TASK INSTRUCTIONS:
Produce an exact copy of the first line of the data below and each line after it, please, up to and including the one with "After PluginViewsEditor is".

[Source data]
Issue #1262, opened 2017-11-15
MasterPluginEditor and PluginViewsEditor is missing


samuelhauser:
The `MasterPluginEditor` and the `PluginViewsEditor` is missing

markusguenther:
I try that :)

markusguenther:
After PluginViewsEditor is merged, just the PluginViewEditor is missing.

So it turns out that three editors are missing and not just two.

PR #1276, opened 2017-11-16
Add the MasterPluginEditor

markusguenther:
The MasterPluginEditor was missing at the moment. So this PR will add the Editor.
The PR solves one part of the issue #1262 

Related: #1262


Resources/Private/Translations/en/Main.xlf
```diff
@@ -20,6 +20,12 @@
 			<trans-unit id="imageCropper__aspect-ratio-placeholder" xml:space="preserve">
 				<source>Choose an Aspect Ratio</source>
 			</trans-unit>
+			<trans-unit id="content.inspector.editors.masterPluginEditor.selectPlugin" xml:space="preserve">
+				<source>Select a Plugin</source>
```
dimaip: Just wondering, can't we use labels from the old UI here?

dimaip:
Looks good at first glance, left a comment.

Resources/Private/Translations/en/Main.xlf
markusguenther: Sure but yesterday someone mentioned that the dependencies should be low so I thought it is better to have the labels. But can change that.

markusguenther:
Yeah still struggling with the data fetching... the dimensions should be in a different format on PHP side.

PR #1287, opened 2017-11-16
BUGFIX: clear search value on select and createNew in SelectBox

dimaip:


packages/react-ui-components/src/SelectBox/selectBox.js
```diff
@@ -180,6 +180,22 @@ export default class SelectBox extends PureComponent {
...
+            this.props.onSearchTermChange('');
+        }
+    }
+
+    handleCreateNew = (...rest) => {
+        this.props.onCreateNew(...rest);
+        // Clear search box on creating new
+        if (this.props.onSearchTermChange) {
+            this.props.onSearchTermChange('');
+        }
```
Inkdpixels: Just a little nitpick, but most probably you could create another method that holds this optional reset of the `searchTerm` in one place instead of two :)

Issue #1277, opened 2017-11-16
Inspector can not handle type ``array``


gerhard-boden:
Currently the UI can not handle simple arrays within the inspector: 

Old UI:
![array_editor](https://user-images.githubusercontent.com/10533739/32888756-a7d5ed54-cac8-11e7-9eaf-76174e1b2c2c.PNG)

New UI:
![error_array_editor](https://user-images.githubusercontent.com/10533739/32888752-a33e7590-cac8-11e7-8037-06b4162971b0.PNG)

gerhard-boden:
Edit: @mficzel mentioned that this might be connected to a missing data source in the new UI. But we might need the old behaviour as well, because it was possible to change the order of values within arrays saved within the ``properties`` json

WRITTEN SOLUTION:
Issue #1262, opened 2017-11-15
MasterPluginEditor and PluginViewsEditor is missing


samuelhauser:
The `MasterPluginEditor` and the `PluginViewsEditor` is missing

markusguenther:
I try that :)

markusguenther:
After PluginViewsEditor is merged, just the PluginViewEditor is missing.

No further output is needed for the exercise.